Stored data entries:
»»

PR #8445, opened 2022-04-15
[MB-12157] Remove deleted shipments from internal handlers

duncan-truss:
## Summary

This PR fixes the FetchMove query used by the customer app to exlcude deleted shipments from being returned and showing up on the review page.

I've introduced our first use of query scopes, with the introduction of the `ExcludeDeletedScope`.  This can be tacked onto any database query and will take an optional list of model names to append as a where clause filtering out deleted columns.  This calls the TableName method for models that override the default snake case pluralized name.

I've gone through and converted some queries that I could to use this method.  It's not a perfect solution in all cases especially when you're fetching another model and loading the association that can be deleted.  You can't apply a filter to just the eager association only the join association itself. In a lot of cases we don't want a move to disappear from the queue entirely or from the Prime's view because the last shipment was deleted either.

[GoBuffalo Pop Scopes documenation](https://gobuffalo.io/documentation/database/scoping/)

One other thing I did explore was using some of Pop's [Callbacks](https://gobuffalo.io/documentation/database/callbacks/) like AfterFind(), but I don't think it would work for filtering out deleted models or eager associations.  You have to define AfterFind on each model as well.

## Setup to Run Your Code

##### Terminal 2

Start the UI locally.

```sh
make client_run
```

##### Terminal 3

Start the Go server locally.

```sh
```

### Additional steps

To test that the deleted shipments no longer appear on the review page after adding an additional shipment or the homepage after submitting the move
1. Login as the full@ppm.unsubmitted user
2. Delete the existing PPM shipment either from the home screen or from the review page
3. Proceed to add another shipment of any type.
4. After shipment creation you should be brought to the review page and none of the deleted shipments should be displayed.
5. Proceed to sign and submit the move, you should be brought back to the homepage without any deleted shipments being shown.

### Frontend

### Backend

## Screenshots

The API query that was returning the deleted shipments was the PATCH moves/{id} query that sets the selected move type after you make the new shipment type selection.  You can verify after deleting shipments that this is not the case anymore.

Screen Shot 2022-04-20 at 11 06 26 AM
Screen Shot 2022-04-20 at 11 06 49 AM


pkg/handlers/internalapi/entitlements.go
```diff
@@ -49,64 +44,3 @@ func (h IndexEntitlementsHandler) Handle(params entitlementop.IndexEntitlementsP
...
 		})
 }
-
-// ValidateEntitlementHandler validates a weight estimate based on entitlement for a PPM move
-type ValidateEntitlementHandler struct {
-	handlers.HandlerContext
-}
-
-// Handle is the handler
-func (h ValidateEntitlementHandler) Handle(params entitlementop.ValidateEntitlementParams) middleware.Responder {
```
duncan-truss, line 59: I think we removed the last instance of this call on the customer Review move page.  It would show a warning if the ppm estimated weight was over the weight allowance but now tests were breaking because I removed loading the old PersonallyProcuredMove association from a query.

pkg/handlers/internalapi/service_members.go
```diff
@@ -320,12 +320,7 @@ type ShowServiceMemberOrdersHandler struct {
 func (h ShowServiceMemberOrdersHandler) Handle(params servicememberop.ShowServiceMemberOrdersParams) middleware.Responder {
 	return h.AuditableAppContextFromRequestWithErrors(params.HTTPRequest,
 		func(appCtx appcontext.AppContext) (middleware.Responder, error) {
-			serviceMember, err := models.FetchServiceMemberForUser(appCtx.DB(), appCtx.Session(), appCtx.Session().ServiceMemberID)
```
duncan-truss, line 323: We weren't doing anything with the service member query that loaded a bunch of unnecessary information so we can simplify to just fetching the orders with the session's service member.

pkg/models/move.go
```diff
@@ -160,7 +160,8 @@ func FetchMove(db *pop.Connection, session *auth.Session, id uuid.UUID) (*Move,
 		"Orders.ServiceMember",
 		"Orders.UploadedAmendedOrders",
 		"MoveDocuments.Document",
-	).Where("show = TRUE").Find(&move, id)
+	).LeftJoin("mto_shipments", "mto_shipments.id = moves.id AND mto_shipments.deleted_at IS NULL").
```
duncan-truss, line 163: This was the query that would update the Redux store with deleted shipments if you went back and added a new shipment after the fact.

We can't use the new scope I created here because we'll get a 404 not found if no shipments exist yet for the move.

pkg/db/utilities/utilities.go
```diff
@@ -129,3 +131,23 @@ func GetHasManyForeignKeyAssociations(model interface{}) []interface{} {
...
+		for _, model := range models {
+			var tableName string
+			// Some models override the table name instead of the snake case pluralizing of the model name
+			if modelTable, ok := model.(pop.TableNameAble); ok {
+				tableName = modelTable.TableName()
+			} else {
+				modelType := reflect.TypeOf(model)
+				tableName = flect.Pluralize(flect.Underscore(modelType.Name()))
+			}
+			q.Where(fmt.Sprintf("%s.deleted_at IS NULL", tableName))
```
duncan-truss, line 149: One issue not accounted for here is if a table name is aliased in one of the join statements.  We could create a separate method for that if we wanted, I don't think we can get access to that because scopes may be defined first in the query chain.

I didn't know if it was a step to far to actually check that the model has a field deletedAt present.  There's not a great was to error out here, I think you'll get a SQL query error anyway so I don't think it will go silently missed.  The soft destroy code does this already.

pkg/db/utilities/utilities.go
```diff
@@ -129,3 +131,23 @@ func GetHasManyForeignKeyAssociations(model interface{}) []interface{} {
 	}
 	return hasManyForeignKeyAssociations
 }
+
+func ExcludeDeletedScope(models ...interface{}) pop.ScopeFunc {
```
duncan-truss, line 135: I was going to put this in the pkg/services/query package but that creates a cyclical import error in go because of queries in the models and query builder importing models 👎 Happy to move it out of utilities though.

migrations/app/schema/20220415162556_create_indexes_for_mto_shipments_deleted_at.up.sql
```diff
@@ -0,0 +1 @@
+CREATE INDEX ON mto_shipments (deleted_at);
```
duncan-truss, line 1: For the most part we're usually filtering the shipments already by the move id so this may not make a huge difference.

pkg/handlers/internalapi/personally_procured_move_test.go
```diff
@@ -248,76 +248,6 @@ func (suite *HandlerSuite) TestSubmitPPMHandler() {
 	suite.Require().Equal(submitPPMPayload.Status, internalmessages.PPMStatusSUBMITTED, "PPM should have been submitted")
 }
 
-func (suite *HandlerSuite) TestIndexPPMHandler() {
```
duncan-truss, line 251: I think we removed the last call of this on the customer side prior to submitting a move.  This test was failing because I removed the PPM association from a fetch move query.

pkg/models/move.go
```diff
@@ -170,6 +166,20 @@ func FetchMove(db *pop.Connection, session *auth.Session, id uuid.UUID) (*Move,
 		return nil, err
 	}
 
+	var shipments MTOShipments
```
duncan-truss, line 169: I broke these queries up because we don't want to return a not found error if the move doesn't have any shipments or are all deleted.

pkg/models/order.go
```diff
@@ -178,20 +180,16 @@ func FetchOrderForUser(db *pop.Connection, session *auth.Session, id uuid.UUID)
 	}
 
 	// Eager loading of nested has_many associations is broken
-	err = db.Load(&order.UploadedOrders, "UserUploads.Upload")
+	var userUploads UserUploads
```
duncan-truss, line 183: Added in the scope to exclude deleted orders uploads

pkg/models/service_member.go
```diff
@@ -348,37 +350,28 @@ func (s ServiceMember) FetchLatestOrder(session *auth.Session, db *pop.Connectio
...
+		All(&userUploads)
 	if err != nil {
 		return Order{}, err
 	}
 
-	// Only return user uploads that haven't been deleted
-	userUploads := order.UploadedOrders.UserUploads
-	relevantUploads := make([]UserUpload, 0, len(userUploads))
-	for _, userUpload := range userUploads {
-		if userUpload.DeletedAt == nil {
```
duncan-truss, line 360: Here we were manually looping through the records to filter out the deleted user uploads

pkg/services/move_task_order/move_task_order_fetcher.go
```diff
@@ -122,8 +122,8 @@ func (f moveTaskOrderFetcher) FetchMoveTaskOrder(appCtx appcontext.AppContext, s
 		filteredShipments = models.MTOShipments{}
 	}
 	for i, shipment := range mto.MTOShipments {
-		// Skip any shipments that use an external vendor (if requested)
-		if searchParams.ExcludeExternalShipments && shipment.UsesExternalVendor {
+		// Skip any shipments that are deleted or use an external vendor (if requested)
+		if shipment.DeletedAt != nil || (searchParams.ExcludeExternalShipments && shipment.UsesExternalVendor) {
```
duncan-truss, line 126: This will filter out deleted shipments from the prime that were previously being returned.  This query is a bit too involved for me to refactor it here.

pkg/services/mto_shipment/shipment_cancellation_requester.go
```diff
@@ -54,7 +56,7 @@ func (f *shipmentCancellationRequester) RequestShipmentCancellation(appCtx appco
 
 func (f *shipmentCancellationRequester) findShipment(appCtx appcontext.AppContext, shipmentID uuid.UUID) (*models.MTOShipment, error) {
 	var shipment models.MTOShipment
-	err := appCtx.DB().Q().Find(&shipment, shipmentID)
+	err := appCtx.DB().Q().Scope(utilities.ExcludeDeletedScope()).Find(&shipment, shipmentID)
```
duncan-truss, line 59: I might combine some of these findShipment methods that we've duplicated across service objects in the same package.

duncan-truss: I ended up going through with this refactor, I added a package level method FindShipment to the mto_shipment_fetcher that can be reused.  I didn't add it as part of the fetcher interface because then all other service objects would need an instance of mto shipment fetcher.  A package level method can be harder to mock but I don't think we're normally mocking our database calls in our service tests.

migrations/app/schema/20220415162556_create_indexes_for_mto_shipments_deleted_at.up.sql
reggieriser: I do wonder how much this helps and if it's worth adding or not at this point.  I imagine that we're usually only looking for records where `deleted_at` is null which would be the majority of the records (I'm making an assumption deletes don't happen regularly).  This [StackOverflow post](https://stackoverflow.com/questions/31966218/postgresql-create-an-index-to-quickly-distinguish-null-from-non-null-values) touches on this.  I don't think it's a huge deal either way (we should be able to add/drop the index later if needed), but just thought I'd mention it.

reggieriser (approved):
Reviewed the migration (only) and it ran fine.  I added a comment about whether the index does much for us, but it's not a blocker.  I haven't looked at other parts of the PR, so we'll need some 👀 on that.

migrations/app/schema/20220415162556_create_indexes_for_mto_shipments_deleted_at.up.sql
duncan-truss: Agreed, I didn't think it warranted a partial index either because of the distribution you talked about and how we aren't querying FOR deleted shipments.

pkg/db/utilities/utilities.go
ronaktruss: > One issue not accounted for here is if a table name is aliased in one of the join statements.

Can you clarify what you mean by "table name is aliased". I assume this is referencing if an entity used in a join has a pop tableName alias, as opposed to an alias for a table that is joined when using a raw query.

ronaktruss:
How does `ExcludeDeletedScope` behave with raw queries? Can it be used?

duncan-truss:
> How does `ExcludeDeletedScope` behave with raw queries? Can it be used?

@ronaktruss I didn't try with RawQuery() but I'll write a test and find out.  I know the Scope will need to come after the RawQuery at least because RawQuery operates off of a connection object instead of a chained query.  But RawQuery returns a query object so it's possible it could be used with it let me see.  If not that'll be good to mention in the usage too.  Did you see a RawQuery that was filtering out soft deleted records?

ronaktruss (approved):
LGTM. The previously found issues are now resolved. Thanks for also cleaning up some code in the process. 

It may be nice to spend some time scheduling a short demo going over how this is used and some of the limitations to a broader audience so folks are aware (eg. All together/ BE checkin).

pkg/db/utilities/utilities.go
```diff
@@ -129,3 +131,35 @@ func GetHasManyForeignKeyAssociations(model interface{}) []interface{} {
...
+// If you are filtering the same model that is being returned you can call this with no arguments and it should give
+// you the desired behavior: db.Scope(utilities.ExcludedDeletedScope()).All(&mtoShipments).
+//
+// If you are filtering on a join table(s) or need to disambiguate multiple tables with deleted_at columns, then you
+// will need to pass in the model(s) so we can derive the real table names:
+// db.Scope(utilities.ExcludeDeletedScope(models.MTOShipment{})).
+//     Join("mto_shipments", "mto_shipments.move_id = moves.id").
+//     All(&moves)
+//
+// You won't be able to use this if you have given your table name(s) an alias, so just fall back to a normal where.
```
ronaktruss, line 145: Is this referencing overriding a models default TableName or giving a table name an alias?

ronaktruss:
> @ronaktruss I didn't try with RawQuery() but I'll write a test and find out. I know the Scope will need to come after the RawQuery at least because RawQuery operates off of a connection object instead of a chained query. But RawQuery returns a query object so it's possible it could be used with it, let me see. If not that'll be good to mention in the usage too. Did you see a RawQuery that was filtering out soft deleted records?

Nope, nothing in specific.

pkg/db/utilities/utilities.go
duncan-truss: This is in reference to the latter, it doesn't have to be a raw query it could just be that you used an alias in your join clause like `Q().Join("mto_shipments ms", "ms.move_id = moves.id").All(&moves)`

duncan-truss:
> 

Raw queries don't seem to be compatible to use with Scopes/Joins/Where/Eager features.  Only limit and pagination seem to be possible to combine with RawQuery from the looks of it https://github.com/gobuffalo/pop/blob/c285511d17469aa430ab08202a6f2353c3ae19e5/sql_builder.go#L77-L85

««

**INSTRUCTIONS FOR THE TASK**
Set down the lines above as they stand, starting with the first line and ending with the line that contains "To test that".

**RESULT FOR THIS EXERCISE**
PR #8445, opened 2022-04-15
[MB-12157] Remove deleted shipments from internal handlers

duncan-truss:
## Summary

This PR fixes the FetchMove query used by the customer app to exlcude deleted shipments from being returned and showing up on the review page.

I've introduced our first use of query scopes, with the introduction of the `ExcludeDeletedScope`.  This can be tacked onto any database query and will take an optional list of model names to append as a where clause filtering out deleted columns.  This calls the TableName method for models that override the default snake case pluralized name.

I've gone through and converted some queries that I could to use this method.  It's not a perfect solution in all cases especially when you're fetching another model and loading the association that can be deleted.  You can't apply a filter to just the eager association only the join association itself. In a lot of cases we don't want a move to disappear from the queue entirely or from the Prime's view because the last shipment was deleted either.

[GoBuffalo Pop Scopes documenation](https://gobuffalo.io/documentation/database/scoping/)

One other thing I did explore was using some of Pop's [Callbacks](https://gobuffalo.io/documentation/database/callbacks/) like AfterFind(), but I don't think it would work for filtering out deleted models or eager associations.  You have to define AfterFind on each model as well.

## Setup to Run Your Code

##### Terminal 2

Start the UI locally.

```sh
make client_run
```

##### Terminal 3

Start the Go server locally.

```sh
```

### Additional steps

To test that the deleted shipments no longer appear on the review page after adding an additional shipment or the homepage after submitting the move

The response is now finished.